Study Predicts Detection of Lyman-Alpha Scattering Signals from Early Universe Using JWST Data
Researchers used James Webb Space Telescope observations of distant galaxies to predict detectable signals from Lyman-alpha photons scattering off intergalactic hydrogen before the universe's reionization epoch. The study models how these scattered photons form detectable patterns that could be observed through intensity mapping experiments. The findings suggest upcoming telescopes like SPHEREx and the Square Kilometre Array could detect these signals, offering new ways to study the early universe's structure and composition.
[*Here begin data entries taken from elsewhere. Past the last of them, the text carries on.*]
Issue #13282, opened 2023-04-14
icons in darkmode


c21adano:
Currently alot of the icons that can be on lines dont have darkmode versions. Seem like triangle arrow is the only one that does and weak doesn't need one.
![iconslightmode](https://user-images.githubusercontent.com/102599332/231985750-291791eb-dd76-4863-81a7-69df8af8c247.PNG)

![iconsindarkmode](https://user-images.githubusercontent.com/102599332/231985764-61680d97-0a8d-4a5b-9ca8-9427f6d80534.PNG)

Issue #13209, opened 2023-04-12
add a blackarrow


c21adano:
there is currently a triangle arrow icon that can be used for class, IE and state diagrams. We want a black version of the triangle arrow.

It should look something like this:
![blacktrianglearrowforstate](https://user-images.githubusercontent.com/102599332/231426548-4a148a5f-7259-49a5-89bd-9de926b62606.PNG)

How the white arrow looks in darkmode is the way the black version should look in darkmode. So reuse the darkmode version from the white arrow.
![blackarrow](https://user-images.githubusercontent.com/102599332/231424454-0503a901-2982-4a19-8c54-df72361cf7a0.PNG)

This is how the white arrow looks in lightmode, the black version should just be black inside the triangle.
![whitearrow](https://user-images.githubusercontent.com/102599332/231424470-a84f4a17-d4fc-4f0f-8f89-910c9d6d85ae.PNG)

b21oscpe:
b21phiro cannot continue this branch as of now, it needs to be complemented.

PR #13298, opened 2023-04-14
G1 2023 v2 #13282

b21matfi:
Used css to fix the issue

### DIFF
--- a/DuggaSys/diagram.js
+++ b/DuggaSys/diagram.js
@@ -4205,13 +4205,11 @@ function toggleDarkmode()
     if(stylesheet.href.includes('blackTheme')){
         // if it's dark -> go light
         stylesheet.href = "../Shared/css/style.css";
-        lineColor = '#000000';
         localStorage.setItem('diagramTheme',stylesheet.href)
     } else if(stylesheet.href.includes('style')) {
         // if it's light -> go dark
         stylesheet.href = "../Shared/css/blackTheme.css";
         localStorage.setItem('diagramTheme',stylesheet.href)
-        lineColor = '#FFFFFF';
     }
 }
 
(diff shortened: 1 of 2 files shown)


b21eriho:
Which icons have you fixed? All but the triangle arrow and weak?

c21adano:
I fixed the conflict on line 1101, it was caused by an extra space from issue#13226. Please test again to see that nothing broke.

b21matfi:
all should be fixed that were not fixed before

b21eriho (changes requested):
All looks good apart from the black triangle which looks like the normal triangle
image

c21adano:
> All looks good apart from the black triangle which looks like the normal triangle image

this is caused by issue#13226 adding a black triangle. It doesn't have to be fixed in this issue.

b21eriho:
Now this clearly overlaps with issue #13209 and how this should be handled I do not know

c21adano:
> Now this clearly overlaps with issue #13209 and how this should be handled I do not know

#13226 and #13209 are the same issue, #13226 is the merged pull request

b21eriho:
Yes, in either case the black arrow does not look right though I think it looked right previously since issue #13226 was merged, so this seems to me like a conflict-solving issue

b21eriho:
I missed you comment with the image, in that case I'll approve my review

b21eriho (approved):

c21adano:
to clarify #13226/#13209 was the issue that this issue #13282/#13298 had a conflict with. After resolving the conflict the black arrow changes were merge into this issue. Therefor i rule that it would be unfair to push improvements that can be done to #13226/#13209 onto b21matfi.

I will now merge this into g1-2023-v2, then an issue regarding the black arrow will be made.

PR #13302, opened 2023-04-14
created FR contribution_loginbox_service

a20fanma:
created functional requirements for contribution_loginbox_service.php


c21alest (changes requested):
FR2: I would argue that there is functionality that only allows a git user creation if user don't already exist. As of now a user can be created even if it exists.

Can't see any requirements for _requestContributionUserLogin_ line 303
And also no logout requirements line 457.

c21alest:
Next time click the Re-request review instead of messaging me to review this because otherwise I can't request new changes @a21oscgu @a20fanma. But it now looks okay. I would have liked to see more information in the Where, While... fields but this seems enough to describe the FR.

b21kurar (approved):

c21alest (approved):

Issue #13290, opened 2023-04-14
Reset view button breaks the ruler.


c21adano:
Pressing the reset view button breaks the ruler:
![camrabutton](https://user-images.githubusercontent.com/102599332/231993789-dbb7cb2e-cb58-4e93-96e5-fd2815a70fd8.PNG)
![ruler](https://user-images.githubusercontent.com/102599332/231993870-829a95fe-62d4-4757-a256-92913112c5a7.PNG)

PR #13303, opened 2023-04-14
G1 2023 v2 #13290

d21matbo:
Identified that the issue only occurs when no elements are placed on the canvas. 
Added a check that stops the function from executing if no elements are placed


b21oscpe:
#13290

b21matfi (approved):
pressing the reset button does not break the ruler anymore, everything seems to be working fine

Issue #13287, opened 2023-04-14
Include button opens the er-table function


c21adano:
There is an include button on the left side menu:
![includeopensertable](https://user-images.githubusercontent.com/102599332/231990406-febf457a-88b5-4e72-8b8e-16622b0dd786.PNG)

When the button is pressed it opens the er-table function that is also linked to the er-table button:
![ertablefromincludebutton](https://user-images.githubusercontent.com/102599332/231990419-4d5aa159-5509-41b3-8eda-b2fa932977e1.PNG)

The include button is suppose to open some for of special characters menu. Im unsure of if there is support or not for that in the code right now, if there is no support repport it. Otherwise if there is support for it link it to the button.

a21aldsa:
> When the button is pressed it opens the er-table function
I cannot replicate this on my machine. I've tried Firefox and Chrome. This does not directly affect my ability to solve this issue, but it is still noteworthy.

c21adano:
You must have highlighted an er element for the table to open up, it will appear in the option field

a21aldsa:
I see it now.

After some digging I have found 0 indication of other intended functionality for the include button. Perhaps the intention was simply a tool tip telling the user how to use special characters?

Aside from that, its current functionality,  toggleErTable(), does not make sense to me. I do not see a point in displaying the er table in a "string format", especially when the user can't even copy this text or otherwise use it?

My best guess is that this is trying to be a relational data model, see the attached screenshot.

![image](https://user-images.githubusercontent.com/102581306/232011065-40ddb979-5e2a-43a2-8a4c-f738b56b703a.png)

But, if this theory is true, this means this functionality is incredibly unfinished since even this simple model is not represented at all like it should be, see the attached screenshot below.

![image](https://user-images.githubusercontent.com/102581306/232011342-b68b31a9-0b60-46f9-b552-da7825e60782.png)

My final assessment is that this button should be given a better purpose or simply removed. I also strongly feel that toggleErTable() and subsequently, generateErTableString(), should be looked at more closely to determine exactly what the intended functionality is, if it turns out the idea was to have a way to generate relational data models from ER diagrams, this functionlity needs to be improved. Otherwise I see no reason to keep them.

c21adano:
The er table will be developed further, there have already been some issues regarding it but more will follow. For the moment you could disable the include button, we can developed in the future but right now its of no concern.

a21aldsa:
[...]

PR #13304, opened 2023-04-14
Include button opens the er-table function #13287 

a21aldsa:
commented out the entire fieldset for the include button


b21eddka:
I approve of this pull request, the button does not exist anymore and is instead commented out for future development.
image

Issue #13300, opened 2023-04-14
Black and white triangle arrows look the same in darkmode. 


c21adano:
![232022261-39edf07f-7bf0-4bef-a573-adbe11e98a7f](https://user-images.githubusercontent.com/102599332/232025434-6c7ade3e-aa39-46e0-ba2d-796490be5b6d.png)

Both triangle arrows need to be distinct in both darkmode and lightmode, but right now both of them are white in darkmode. The black version should have a black filling in darkmode so you can still see that it is the black version.

PR #13307, opened 2023-04-14
G1 2023 v2 #13300

b21matfi:
Changed css for the black triangel, had the same as the normal one


c21theti:
Looks good, black triangle is fixed and has black color with white outline. 
image
though the arrow has some small space between the entity and the line that could be fixed

b21matfi:
That the small space of the entity is how it is created on on the line for the triangle. I think that the problem is in the **zoomfact** variable and how it is created.

b21matfi:
it can also be that it is not overlapping to the other entity. connected right where the other entity ends

PR #13310, opened 2023-04-14
Create FRD accessedservice.md

b21ricni:
Remade accessedservice.php.pdf to a md file
Left the pdf file in, was unsure if to delete it or keep it


a21oscgu (approved):
Looks good!

PR #13311, opened 2023-04-14
Create FRD showDuggaservice.md

b21ricni:
Replacement for FRD_showDUGGAservice.php.PDF


b21ricni:
future issue is to clean up PDF files, since testers need them to check everything transferred correctly

b21tilbe (approved):
Everything seems to be in order. Approved

PR #13318, opened 2023-04-17
Create highscoreservice.php.md

a21oscgu:


a19hakja:
Usually you'd provide a short description with your pull request, but it's not a big deal here. Assigning a reviewer.

a20fanma (changes requested):
Add a test proposal, to make sure the function works. For example, "try to answear a dugga, to see if the teacher is able to view the score"

Issue #13308, opened 2023-04-14
Arrow not scaling right when zooming in and out


c21adano:
If you have two arrow icons on a line one of them gets distorted when zooming in or out.
![arrowzoomedin](https://user-images.githubusercontent.com/102599332/232056875-f773a0e1-7dc6-435c-b3f3-a43ff6f8f159.PNG)
![zoomedout](https://user-images.githubusercontent.com/102599332/232056926-4576a4c3-a122-424b-9dea-7ce02f0de21b.PNG)

PR #13320, opened 2023-04-17
G1 2023 v2 #13308

b21matfi:
Added zoomfact to the end arrow, the arrow did not have zoomfact and thats why it was not working as intended


a21aldsa (approved):
Looks good, a line with arrows on both sides is now consistent and and both arrows scale properly, even when zoomed all the way out/in. I believe this issue is resolved.

PR #13325, opened 2023-04-17
Functional Requirements pdf#13238

b21tilbe:
Deleted the old functional recuirements pdf and added a new finished version.


a21jeaha:
@b21tilbe where can i find the added file, i cannot seem to find it..

a21jeaha (changes requested):
the file should be located in the right folder

Might be a nitpick but the header should be in English 

Functional requirements look ok.
Test Proposal look ok.

FR1 and FR2

don't they both need the same thing. What I mean with that is that, FR1 still needs an "opt" parameter and FR2 needs permission to manage quizzes. 


FR3
the text feels a bit of, i have supplied some feedback bellow.

Shall: shall be used to control access to quiz
While: While a user is authentication and is authorized, they can manage quiz's
Where: this one feels a bit off, shouldn't it be more in line with. "users with right credentials can access..... and so on? 
If Then: If user is authenticated but not authorized, then certain parts of.....

RF4 
shouldn't there be another FR, retrieving and print information?

I'm not so sure about the last one but that's just my opinion.

b21tilbe:
Was not sure if a forth FR was needed for displaying output. But give me a heads up and i can add it later if you want to.

PR #13981, opened 2023-05-12
G2 2023 v6 issue#13638

b21ricni:
Edit title by clicking on it and then clicking away, still needs to make "press enter" to work but that is not part of my problem


b21hamwe (approved):
It is indeed working now!
Good job b21ricni.

Issue #13991, opened 2023-05-15
Implement the new test-cases


b21eriho:
See #13917 

A new design for test-cases has been developed, implement it.

PR #13993, opened 2023-05-15
G1 2023 v6 #13991

d21matbo:
If a transition has a label it will now show up like the following:
> "A" goes to "B" with lable "Test"

and if the label has square brackets like `[Test]` it will show up as the following:
> "B" goes to "C" with guard "[Test]"


c21adano (approved):
Works! adding labels or [] will show in the test case window

PR #13996, opened 2023-05-15
[NOTE: This is the PR for "v6-fix-3"] State without attributes displays incorrectly

b21oscpe:
Removed the "Do:"


a21aldsa (approved):
Looks good!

A new theoretical study leverages JWST observations of galaxies at redshifts z~9-16 to predict the detectability of Loeb-Rybicki haloes—structures formed when Lyman-alpha photons from early galaxies scatter off neutral hydrogen in the intergalactic medium. As these photons scatter and Doppler shift, they create detectable intensity mapping signals before escaping toward observers. The researchers find promising prospects for statistical detection using current and future experiments including SPHEREx and CDIM, with particularly strong cross-correlation signals expected when combined with 21-cm observations from radio telescopes like the Square Kilometre Array and its pathfinder, the Murchison Widefield Array. The analysis suggests detection significance of several to tens of standard deviations out to z~13, with marginal detectability extending to z~16. This work demonstrates how combining JWST's unprecedented infrared sensitivity with complementary radio observations could unlock new observational windows into the pre-reionization universe.
What's missing
The study does not discuss potential systematic uncertainties in the JWST luminosity measurements used as input, nor does it address how uncertainties in the ionization state or density structure of the intergalactic medium at these redshifts might affect predictions. The paper also does not quantify the sensitivity of results to variations in galaxy Lyman-alpha radiative transfer properties.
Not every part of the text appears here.